» What to do: Only the lines of the data below from the one with "-9,4 +9,8 @@ contract" through the one with "i'm not entirely" are wanted. Repeat them exactly.
━━━ Information ━━━
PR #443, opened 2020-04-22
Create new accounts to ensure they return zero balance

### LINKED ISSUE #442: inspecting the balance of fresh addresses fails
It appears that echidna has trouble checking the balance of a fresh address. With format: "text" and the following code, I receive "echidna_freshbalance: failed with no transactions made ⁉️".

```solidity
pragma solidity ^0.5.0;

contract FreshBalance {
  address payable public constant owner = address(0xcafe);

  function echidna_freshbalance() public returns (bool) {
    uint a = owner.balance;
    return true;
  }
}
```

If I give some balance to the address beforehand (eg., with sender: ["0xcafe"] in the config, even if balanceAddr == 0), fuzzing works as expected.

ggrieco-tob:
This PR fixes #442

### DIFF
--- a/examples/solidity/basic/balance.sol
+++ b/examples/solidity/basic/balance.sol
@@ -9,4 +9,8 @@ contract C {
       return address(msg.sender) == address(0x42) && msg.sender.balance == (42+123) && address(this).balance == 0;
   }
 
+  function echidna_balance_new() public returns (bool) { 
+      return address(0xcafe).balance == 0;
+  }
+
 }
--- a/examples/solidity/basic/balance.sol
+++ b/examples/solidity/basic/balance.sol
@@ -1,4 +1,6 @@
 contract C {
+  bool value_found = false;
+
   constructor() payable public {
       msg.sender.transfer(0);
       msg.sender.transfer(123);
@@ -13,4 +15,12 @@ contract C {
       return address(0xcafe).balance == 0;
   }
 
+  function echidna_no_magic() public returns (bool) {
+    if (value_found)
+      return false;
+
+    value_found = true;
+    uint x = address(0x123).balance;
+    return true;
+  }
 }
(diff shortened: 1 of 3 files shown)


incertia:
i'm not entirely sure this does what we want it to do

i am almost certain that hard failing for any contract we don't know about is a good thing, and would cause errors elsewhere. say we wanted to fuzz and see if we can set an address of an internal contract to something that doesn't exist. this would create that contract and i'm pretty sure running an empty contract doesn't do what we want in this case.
━━━
» Expected output:
@@ -9,4 +9,8 @@ contract C {
       return address(msg.sender) == address(0x42) && msg.sender.balance == (42+123) && address(this).balance == 0;
   }
 
+  function echidna_balance_new() public returns (bool) { 
+      return address(0xcafe).balance == 0;
+  }
+
 }
--- a/examples/solidity/basic/balance.sol
+++ b/examples/solidity/basic/balance.sol
@@ -1,4 +1,6 @@
 contract C {
+  bool value_found = false;
+
   constructor() payable public {
       msg.sender.transfer(0);
       msg.sender.transfer(123);
@@ -13,4 +15,12 @@ contract C {
       return address(0xcafe).balance == 0;
   }
 
+  function echidna_no_magic() public returns (bool) {
+    if (value_found)
+      return false;
+
+    value_found = true;
+    uint x = address(0x123).balance;
+    return true;
+  }
 }
(diff shortened: 1 of 3 files shown)


incertia:
i'm not entirely sure this does what we want it to do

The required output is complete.